(Taking kids from Shaw Community Center to see Black Panther Movie 3/29/18)
By the grace of God, I continue. The last 2 weeks have been something that you only read about and never hope to experience. I was assaulted by someone who named the name of Jesus or as the scripture states, "a false brother." Despite this man being in church and seminary, he had another motive that was not that of Christ, but of self. And when that motive was revealed, his heart revealed itself in violence.
When thinking about what happened 3 weeks ago, it has been common for me to think, "what could I have done better or different." But the reality of this type of work is that serving Jesus is not always "safe." I'm sure that some of the Apostle Paul's family and friends would have said, "Paul, you've been stoned 3 times, beaten 5 times, and in prison more times that we can count. Maybe this Christianity thing isn't working." But Paul had a singular focus, serve God, testify of Jesus, and endure sufferings as a soldier of Jesus Christ.
Someone asked me, was I going to back home. My initial thought was, "Home...I have no home except where Christ sends me." This is true. I left my home and decided that 2018 I would walk by faith, travel the country, and help Black Believers start house churches. I did this without a job, financial backing, or a team of supporters. But I had 3 people, Father, Son, and Spirit, whom I trusted. And thus far, they have not let me down. Because of the assault, I have received help and support from Christian brothers, Social justice warriors, and was even reconciled with a brother who discovered my need. God also provided housing from a wonderful Christian family free of charge. All of this occurred because what Satan thought for evil, God meant for good.
BEING VULNERABLE & WEAK
I am learning the power of being vulnerable and weak. That God will not let those who are totally dependent upon him to ever be ashamed. As I pray that God will lead me to people and teach them to open up their homes for the sake of Christ, I've been amazed of how God answers prayer. God has connected me with believers here that are eager not only to open their homes, but their lives for the sake of the Gospel. I am just a co laborer with them, seeking to use what God has taught me to teach them. And I am learning that more vulnerable I am, before God and before others, the more vulnerable God is with me, in providing and supplying me with the knowledge of his will and the provision to do his will.

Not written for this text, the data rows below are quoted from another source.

PR #22994, opened 2026-08-01
fix: term_search exclude useless target type

A4-Tacks:
Example
---
```rust
fn f() { let a: () = (); let b: () = todo$0!() }
```

**Before this PR**

```text
1. Inline macro
2. Replace todo!() with a
3. Replace todo!() with ()
4. Replace todo!() with f()
```

**After this PR**

```text
1. Inline macro
```


kilpkonn:
+1 from me

Veykril (approved):

PR #22996, opened 2026-08-01
fix: detect the rust-analyzer component in a multi-line components array

### LINKED ISSUE #22980: Formatting of `rust-toolchain.toml` should not affect detection of the `rust-analyzer` component in vscode extension
Vscode extension rust-analyzer version | 0.4.2994-standalone (e4e67338ea 2026-07-31)

With a `rust-analyzer` component declared in `rust-toolchain.toml` and installed, the extension still ignores it and starts its bundled server. On a pinned toolchain older than the extension's minimum supported version, that server reports "using an outdated toolchain version", which triggers this modal on every window reload:

> Your workspace uses a rust-toolchain file with a toolchain too old for the extension shipped rust-analyzer to work properly. Consider adding the rust-analyzer component to the toolchain file to use a compatible rust-analyzer version. Add the following to your rust-toolchain file's `[toolchain]` section: `components = ["rust-analyzer"]`

The modal is unactionable: the component *is* declared, it *is* installed, and doing exactly what the message asks changes nothing. Nothing in the "Rust Analyzer Client" output explains why the toolchain binary was skipped, so there is no way to tell from the UI that the extension simply did not see the declaration.

What actually decides this is how the `components` array is formatted. A multi-line array is not detected; the same array on a single line is. Both are valid TOML and rustup treats them identically.

### Steps to reproduce

1. Pin a toolchain older than the extension's minimum supported version, with `components` written as a multi-line array:

   ```toml
   [toolchain]
   channel = "1.88"
   components = [
       "cargo",
       "clippy",
       "rust-analyzer",
       "rust-src",
       "rustc",
       "rustfmt",
   ]
   profile = "default"
   ```

2. `rustup toolchain install 1.88 --component rust-analyzer`
3. Confirm the component is available: `rustup which rust-analyzer` → `~/.rustup/toolchains/1.88-<host>/bin/rust-analyzer`
4. Open the folder in VS Code and reload the window.

**Expected:** the extension uses `~/.rustup/toolchains/1.88-<host>/bin/rust-analyzer`, no warning.

**Actual:** the extension uses the bundled server and shows the "toolchain too old" modal on every reload.

### Workaround

Collapse the array to a single line:

```toml
components = ["cargo", "clippy", "rust-analyzer", "rust-src", "rustc", "rustfmt"]
```

This is fragile in a shared repository — any reformatting back to multi-line silently brings the modal back.

Musteab:
Closes rust-lang/rust-analyzer#22980

`hasToolchainFileWithRaDeclared` matched the `components` array with `.` between the
brackets. `.` does not match newlines, so an array written over several lines was never
detected, even though rustup treats it identically to the single line form. Then extension
then fell back to the bundled server, and on a pinned toolchain older than the extension's
minimum supported version that produces  a "toolchain too old" modal on every reload, with
nothing in the output channel explaining why the toolchain binary was skipped.

The elements are now matched with `[^\]]` instead. It crosses newlines but still stops at the
closing bracket, so the match cannot run past the end of the array into an unrelated key. Two
smaller things came with it: TOML literal strings (`'rust-analyzer'`) are accepted, and the
old `?.length === 1 is gone, and a file containing two matching arrays counted as no match
at all.

Selection behaviour is otherwise unchanged. Detection is still opt-in, only when `components`
explicitly names `rust-analyzer`, and precedence between the toolchain server and the bundled
one is untouched. Having the component installed without declaring it still does not displace
the bundled server.

The predicate is split out as `declaresRaComponent` and exposed through the existing `_private`
object so it can be tested as a plain string check without mocking the filesystem. Tests cover
single line, multi line, literal strings, a components array without rust-analyzer, a file with
no components key, and rust-analyzer appearing outside the array.

🤖 AI-assisted: writing the tests and assisting in the fix

### DIFF
--- a/editors/code/src/bootstrap.ts
+++ b/editors/code/src/bootstrap.ts
@@ -176,14 +176,21 @@ async function fileExists(uri: vscode.Uri) {
     );
 }
 
+// Matches a `components` array that lists `rust-analyzer`. The elements are matched with
+// `[^\]]` rather than `.` so that the array may be spread over several lines, which is just
+// as valid TOML as keeping it on one. TOML strings come in both quote flavours.
+const RA_COMPONENT_RE = /components\s*=\s*\[[^\]]*["']rust-analyzer["'][^\]]*\]/;
+
+function declaresRaComponent(toolchainFileContents: string): boolean {
+    return RA_COMPONENT_RE.test(toolchainFileContents);
+}
+
 async function hasToolchainFileWithRaDeclared(uri: vscode.Uri): Promise<boolean> {
     try {
         const toolchainFileContents = new TextDecoder().decode(
             await vscode.workspace.fs.readFile(uri),
         );
-        return (
-            toolchainFileContents.match(/components\s*=\s*\[.*"rust-analyzer".*\]/g)?.length === 1
-        );
+        return declaresRaComponent(toolchainFileContents);
     } catch (_) {
         return false;
     }
@@ -296,6 +303,7 @@ async function patchelf(dest: vscode.Uri): Promise<void> {
 }
 
 export const _private = {
+    declaresRaComponent,
     earliestToolchainPath,
     orderFromPath,
 };
--- a/editors/code/src/bootstrap.ts
+++ b/editors/code/src/bootstrap.ts
@@ -176,13 +176,16 @@ async function fileExists(uri: vscode.Uri) {
     );
 }
 
-// Matches a `components` array that lists `rust-analyzer`. The elements are matched with
-// `[^\]]` rather than `.` so that the array may be spread over several lines, which is just
-// as valid TOML as keeping it on one. TOML strings come in both quote flavours.
-const RA_COMPONENT_RE = /components\s*=\s*\[[^\]]*["']rust-analyzer["'][^\]]*\]/;
+// Captures the elements of a `components` array. They are matched with `[^\]]` rather than `.`
+// so that the array may be spread over several lines, which is just as valid TOML as keeping it
+// on one, while still stopping at the end of the array.
+const COMPONENTS_RE = /components\s*=\s*\[(?<components>[^\]]*)\]/;
+// TOML strings come in both quote flavours.
+const RA_COMPONENT_RE = /["']rust-analyzer["']/;
 
 function declaresRaComponent(toolchainFileContents: string): boolean {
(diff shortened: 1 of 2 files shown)


editors/code/src/bootstrap.ts
```diff
@@ -176,14 +176,21 @@ async function fileExists(uri: vscode.Uri) {
     );
 }
 
+// Matches a `components` array that lists `rust-analyzer`. The elements are matched with
+// `[^\]]` rather than `.` so that the array may be spread over several lines, which is just
+// as valid TOML as keeping it on one. TOML strings come in both quote flavours.
+const RA_COMPONENT_RE = /components\s*=\s*\[[^\]]*["']rust-analyzer["'][^\]]*\]/;
```
ChayimFriedman2: I'd prefer:
```rust
/components\s*=\s*\[(?<array>.*?)\]*\]/s
```
Then checking if the capture group `array` contains `rust-analyzer`. The current regex is wrong when `rust-analyzer` appears in the rest of the file, not instead this array.

Of course my regex is also wrong, e.g. when `rust-analyzer` appears in a comment. Oh well. The only real fix is to pull a TOML parsing library, but I don't want to do this just for that. I guess my regex is enough for practical needs.

*[View changes since the review](https://triagebot.infra.rust-lang.org/gh-changes-since/rust-lang/rust-analyzer/22996/e42c4bce9874f63a53f93885b24543eec43bd1e1..c0ff09b5a3916789c3d31a27fc77fadff983625a)*

ChayimFriedman2 (changes requested):

editors/code/src/bootstrap.ts
Musteab: I switched to the named capture group since it reads better. The previous `[^\]]*` also stopped at the closing `]`, so it could not match a `rust-analyzer` elsewhere in the file. I tightened the test to cover a quoted mention after the array, and kept the quote check instead of `includes()` so unquoted mentions do not count. Happy to change that too if you prefer.

ChayimFriedman2 (approved):
Thanks!

*[View changes since this review](https://triagebot.infra.rust-lang.org/gh-changes-since/rust-lang/rust-analyzer/22996/e42c4bce9874f63a53f93885b24543eec43bd1e1..c88336732fc71d0a488a57a56a782f688386eb77)*

PR #23002, opened 2026-08-02
bump gen-lsp-types to 0.11.0

bend-n:
this adds Custom's to every enum (thereby not simply dying if the client sends a custom thing)

### DIFF
--- a/crates/rust-analyzer/src/handlers/request.rs
+++ b/crates/rust-analyzer/src/handlers/request.rs
@@ -780,10 +780,7 @@ pub(crate) fn handle_will_rename_files(
     let source_changes: Vec<SourceChange> = params
         .files
         .into_iter()
-        .filter_map(|file_rename| {
-            let from = Uri::parse(&file_rename.old_uri).ok()?;
-            let to = Uri::parse(&file_rename.new_uri).ok()?;
-
+        .filter_map(|lsp_types::FileRename { new_uri: to, old_uri: from }| {
             let from_path = from.to_file_path().ok()?;
             let to_path = to.to_file_path().ok()?;
 
@@ -2726,6 +2723,7 @@ fn resource_ops_supported(config: &Config, kind: &DocumentChange) -> anyhow::Res
                     ResourceOperationKind::Create => "create",
                     ResourceOperationKind::Rename => "rename",
                     ResourceOperationKind::Delete => "delete",
+                    ResourceOperationKind::Custom(_) => unreachable!(),
                 }
             ),
         )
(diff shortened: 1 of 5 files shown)


ChayimFriedman2:
Why would clients do that?

bend-n:
the client may, potentially, be running on a newer version of the specification than the older rust-analyzer, and the spec says unknown values should be handled gracefully.

crates/rust-analyzer/src/handlers/request.rs
```diff
@@ -2726,6 +2723,7 @@ fn resource_ops_supported(config: &Config, kind: &DocumentChange) -> anyhow::Res
                     ResourceOperationKind::Create => "create",
                     ResourceOperationKind::Rename => "rename",
                     ResourceOperationKind::Delete => "delete",
+                    ResourceOperationKind::Custom(_) => unreachable!(),
```
ChayimFriedman2, line 2726: If the point is to support unknown operations, panicking is not a good idea. So just return an error.

*[View changes since the review](https://triagebot.infra.rust-lang.org/gh-changes-since/rust-lang/rust-analyzer/23002/3f98c4dfcf765d096148401d423eabb3a8611f9f..a0b32c69b060116b7bf894504984be5d73f30121)*

ChayimFriedman2 (changes requested):

crates/rust-analyzer/src/handlers/request.rs
bend-n: well, not really. it is literally unreachable.
```rs
    let op = match kind {
        lsp_types::DocumentChange::CreateFile(_) => ResourceOperationKind::Create,
        lsp_types::DocumentChange::RenameFile(_) => ResourceOperationKind::Rename,
        lsp_types::DocumentChange::DeleteFile(_) => ResourceOperationKind::Delete,
        lsp_types::DocumentChange::TextDocumentEdit(_) => return Ok(()),
    };
    if !matches!(config.workspace_edit_resource_operations(), Some(resops) if resops.contains(&op))
    {
        return Err(LspError::new(
            ErrorCode::RequestFailed as i32,
            format!(
                "Client does not support {} capability.",
                match op {
                    ResourceOperationKind::Create => "create",
                    ResourceOperationKind::Rename => "rename",
                    ResourceOperationKind::Delete => "delete",
                    ResourceOperationKind::Custom(_) => unreachable!(), 
                }
            ),
        )
```

ChayimFriedman2 (approved):
Thanks!

*[View changes since this review](https://triagebot.infra.rust-lang.org/gh-changes-since/rust-lang/rust-analyzer/23002/3f98c4dfcf765d096148401d423eabb3a8611f9f..a0b32c69b060116b7bf894504984be5d73f30121)*

PR #23003, opened 2026-08-02
fix: add reference for same name param coerce matches

A4-Tacks:
Example
---
```rust
fn ref_arg(x: &[i32]) {}
fn foo(x: [i32; 2]) {
    ref_ar$0
}
```

**Before this PR**

```rust
fn ref_arg(x: &[i32]) {}
fn foo(x: [i32; 2]) {
    ref_arg(${1:x});$0
}
```

**After this PR**

```rust
fn ref_arg(x: &[i32]) {}
fn foo(x: [i32; 2]) {
    ref_arg(${1:&x});$0
}
```

### DIFF
--- a/crates/ide-completion/src/render/function.rs
+++ b/crates/ide-completion/src/render/function.rs
@@ -233,7 +233,8 @@ pub(super) fn add_call_parens<'b>(
                         Some(n) => {
                             let smol_str = n.display_no_db(ctx.edition).to_smolstr();
                             let text = smol_str.as_str().trim_start_matches('_');
-                            let ref_ = ref_of_param(ctx, text, param.ty());
+                            let ref_ =
+                                ref_of_param(ctx, text, &param.ty().instantiate_with_errors());
                             f(&format_args!("${{{}:{ref_}{text}}}", index + offset))
                         }
                         None => {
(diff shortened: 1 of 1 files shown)


crates/ide-completion/src/render/function.rs
```diff
@@ -288,14 +288,16 @@ pub(super) fn add_call_parens<'b>(
...
+        let ref_prefix = if mutability.is_mut() { "&mut " } else { "&" };
+
         for (name, local) in ctx.locals.iter().sorted_by_key(|&(k, _)| k.clone()) {
             if name.as_str() == arg {
-                return if local.ty(ctx.db) == derefed_ty {
-                    if ty.is_mutable_reference() { "&mut " } else { "&" }
-                } else {
-                    ""
-                };
+                let local_ty = local.ty(ctx.db).instantiate_with_errors();
```
ChayimFriedman2: You shouldn't need `instantiate_with_errors()`.

*[View changes since the review](https://triagebot.infra.rust-lang.org/gh-changes-since/rust-lang/rust-analyzer/23003/3f98c4dfcf765d096148401d423eabb3a8611f9f..0c856a60f27f661c8e405dc8d7dc1e3664c8fd14)*

A4-Tacks: I need, otherwise it will panic

ChayimFriedman2: Hmm, where does it panic? `local.ty()` is inside the context of the completion body, so some *caller* probably needs to instantiate the type it passes.

A4-Tacks: It seems reasonable on param, but I can't seem to use `instantiate()` instead of `instantiate_with_errors()`

I don't know if I understand.
Ideally, if I didn't instantiate the param, I would expect a panic? Why only instantiate local won't cause panic

ChayimFriedman2: Yes I meant `instantiate_with_errors()`.

The param comes from the context of the called function. If it has generics, they are not necessarily the same as the generics in the caller. Which is why we should instantiate it.

ChayimFriedman2 (approved):

PR #23011, opened 2026-08-03
fix: no `unused_variable` diagnostic for never-type locals

### LINKED ISSUE #22975: False positive unused_variables on never-type
**rust-analyzer version**: rust-analyzer 0.4.2991-standalone

**rustc version**: rustc 1.97.0-nightly (36ba2c771 2026-04-23)

**editor or extension**: Vim

```rust
fn main() {
    let foo = loop {};
    _ = foo; // used
}
```

Cursor on `foo` (line 2)

Expect no this quickfix, but actual output `Rename unused foo to _foo`

After apply:

```rust
fn main() {
    let _foo = loop {};
    _ = foo; // used
}
```

Should either 'not applicable' or 'rename all usage'

Albab-Hasan:
fixes https://github.com/rust-lang/rust-analyzer/issues/22975

### DIFF
--- a/crates/hir/src/lib.rs
+++ b/crates/hir/src/lib.rs
@@ -2141,7 +2141,7 @@ impl DefWithBody {
                         // We should report specific diagnostics for these problems, not `need-mut` and `unused-mut`.
                         continue;
                     }
-                    let Some(&local) = mir_body.binding_locals.get(binding_id) else {
+                    let Some(&mir_local) = mir_body.binding_locals.get(binding_id) else {
                         continue;
                     };
                     if source_map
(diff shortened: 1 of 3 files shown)


ChayimFriedman2:
This is a hack and I don't want this.

This diagnostic is hopeless. Its only real solution is to rewrite MIR and borrowck which is not a short-term thing. I'd be very open to disabling it by default or completely, but not to add hacks to it.

Albab-Hasan:
if you dont mind can i reopen a few of my prs that i ghosted and ping you there for review?

ChayimFriedman2:
We removed this diagnostic.

PR #23013, opened 2026-08-03
Update salsa to 0.28

ada4a:
To simplify work on https://github.com/rust-lang/rust-analyzer/issues/22868. Ref: [#t-compiler/rust-analyzer > Updating salsa to 0.28](https://rust-lang.zulipchat.com/#narrow/channel/185405-t-compiler.2Frust-analyzer/topic/Updating.20salsa.20to.200.2E28/with/613878762)

### DIFF
--- a/crates/hir-ty/src/lower.rs
+++ b/crates/hir-ty/src/lower.rs
@@ -8,7 +8,7 @@
 pub(crate) mod diagnostics;
 pub(crate) mod path;
 
-use std::{cell::OnceCell, iter, mem, sync::OnceLock};
+use std::{cell::OnceCell, iter, mem, ops::Deref, sync::OnceLock};
 
 use either::Either;
 use hir_def::{
@@ -50,7 +50,7 @@ use rustc_type_ir::{
     UpcastFrom, elaborate,
     inherent::{Clause as _, GenericArgs as _, IntoKind as _, Region as _, Ty as _},
 };
-use salsa::Update;
+use salsa::SalsaValue;
 use smallvec::SmallVec;
 use stdx::{impl_from, never};
 use thin_vec::ThinVec;
@@ -78,7 +78,7 @@ use crate::{
 
 pub(crate) struct PathDiagnosticCallbackData(pub(crate) TypeRefId);
 
-#[derive(PartialEq, Eq, Debug, Hash)]
+#[derive(PartialEq, Eq, Debug, Hash, SalsaValue)]
 pub struct WithDefinedOpaques<T> {
     value: T,
     impl_traits: Option<Box<Arena<ImplTrait>>>,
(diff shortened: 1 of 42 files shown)


crates/hir-ty/src/lower.rs
```diff
@@ -1370,14 +1370,16 @@ impl<'db, 'a> TyLoweringContext<'db, 'a> {
     }
 }
 
-#[derive(Clone, PartialEq, Eq, Update)]
+#[derive(Clone, PartialEq, Eq, SalsaValue)]
 pub struct TyLoweringResult<'db, T> {
-    #[update(fallback)]
+    // SAFETY: required for `T = la_arena::ArenaMap`.
+    // It's safe to retain as it doesn't have any `'db` lifetimes
+    #[salsa_value(unsafe(prove_safe_to_retain_manually))]
```
Veykril: I think we should drop this, and newtype the one place where we store a la_arena, that is `field_types_with_diagnostics` should wrap the arena in a new type that instead implements SalsaValue unsafely with a `'static` proof

*[View changes since the review](https://triagebot.infra.rust-lang.org/gh-changes-since/rust-lang/rust-analyzer/23013/83a2d22933a94e27b03ce9c88d87f87e21ebe371..4ddf64a71ee311c8e87be78fffb8be3b19ea322e)*

crates/ide-db/src/symbol_index.rs
```diff
@@ -367,22 +367,8 @@ pub struct SymbolIndex<'db> {
...
-        if *this != new_value {
-            *this = new_value;
-            true
-        } else {
-            false
-        }
-    }
-}
+// - FileSymbol<'db>: SalsaValue
+unsafe impl<'db> SalsaValue for SymbolIndex<'db> where FileSymbol<'db>: SalsaValue {}
```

I am currently teaching a theology class - free of charge, seeking to pour into the lives of others as God has poured into my life freely. Through this class, I've met wonderful people who are growing in their faith. I have also started an evangelism team, a group of believers that pray together and will start doing evangelism 2 to 3 times a week. And I am still praying and seeking the Lord for the right person/family that is willing to open their homes and life to be part of small house community that can attract friends, families, and neighbors for Jesus. I trust God will provide.
I have a goal of low expectation. The goal is to help create one spiritual home community in DC. After this one, my journey will be complete and I will go to the next location. It is my belief and hope that this one community, with prayer, training, and God's grace, can be so vibrant that it can duplicate itself within a year and also teach others to do the same.
But if I had to summarize my goal in this journey, it would be this: finish the race. I've fallen in love again with the book of 2nd Corinthians in which Paul details his missionary journey experiences. He speaks about the suffering, the loss, the hopes, and his pain. This is the book that contains the powerful passage:
…But He said to me, “My grace is sufficient for you, for My power is perfected in weakness.” Therefore I will boast all the more gladly in my weaknesses, so that the power of Christ may rest on me. 10That is why, for the sake of Christ, I delight in weaknesses, in insults, in hardships, in persecutions, in difficulties. For when I am weak, then I am strong.
I am learning the power of weakness. And its weird because I am also learning that many of my past sins were a result of either hiding my weaknesses or overcompensating for them. This, in my opinion, was an indicator that I had not yet learned to rest in exposed vulnerability before God. But as I look at my Savior Jesus, exposed and naked on the cross, vulnerable before God and the world, for me - and how his vulnerability was built upon loving trust for God the Father, I too want to follow in that example. Because I am perfectly accepted in Christ before God, I can be weak, vulnerable, and needy, and my God will always see me through.
And to all the brothers, friends, supporters that helped me during my time of need. Thank you. You are the body of Christ and your hands have healed my wounds.
Please pray that God would lead me to the right people who would be committed to open their homes and lives. Please pray for my health, as I am still recovering from an ankle injury from the assault, and pray for my health as I believe I suffered a transient ischemic attack on Monday. (I began to feel extremely faint while on the DC train. I got off only to faint, hitting my head, nose, and lip.) I go to the doctor on Monday.